I want to write a function that gets a time series and a standard deviation as parameters and returns an adjusted time series which looks like a forecast.
With this function I want to test a system for stability, which gets a forecasted time series list for weather as input parameter.
My approach for such a function, which is described below:
vector<tuple<datetime, double>> get_adjusted_timeseries(vector<tuple<datetime, double>>& timeseries_original, const double stddev, const double dist_mid)
{
auto timeseries_copy(timeseries_original);
int sign = randInRange(0, 1) == 0 ? 1 : -1;
auto left_limit = normal_cdf_inverse(0.5 - dist_mid, 0, stddev);
auto right_limit = normal_cdf_inverse(0.5 + dist_mid, 0, stddev);
for (auto& pair : timeseries_copy)
{
double number;
do
{
nd_value = normal_distribution_r(0, stddev);
}
while (sign == -1 && nd_value > 0.0 || sign == 1 && nd_value < 0.0);
pair = make_tuple(get<0>(pair), get<1>(pair) + (nd_value / 100) * get<1>(pair));
if (nd_value > 0.0 && nd_value < right_limit || nd_value < 0.0 && nd_value > left_limit)
{
sign = sign == -1 ? 1 : -1;
}
}
return timeseries_copy;
}
- Make a copy from the original time series, which is also from type
vector<tuple<datetime, double>>
- Get a random number that is either 0 or 1 and use the number to set the sign.

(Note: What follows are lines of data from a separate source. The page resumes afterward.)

PR #292, opened 2019-08-16
manifests: the openshift-sdn type isn't actually required

squeed:
This makes it impossible to change the network configuration from what's in the cluster.

@weliang1 this should fix the issue you saw.


danwinship:
a quick scan suggests that everything else marked as `required` actually is required.
/lgtm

- Use the Inverse Cumulative distribution function to get the limits, which indicate when the sign is changed. The sign is changed when the value of the copied time series is close to the original value. The implementation of the inverse CDF is shown here
- For-loop for each item in the time series:
- get a normal distributed value, which should be lower zero when
sign == -1
and greater zero whensign == 1
- adjust old value of time series according to the normal distributed value
- change
sign
if the normal distributed value is close to the original value.
- get a normal distributed value, which should be lower zero when
The result for a low standard deviation, for example, can be seen here in yellow:
If the mean absolute percentage error (MAPE) of the two time series is calculated, the following relationship results:
- stddev: 5 -> MAPE: ~0.04
- stddev: 10 -> MAPE: ~0.08
- stddev: 15 -> MAPE: ~0.12
- stddev: 20 -> MAPE: ~0.16
What do you think of this approach?
Can this function be used to test a system that has to deal with predicted time series?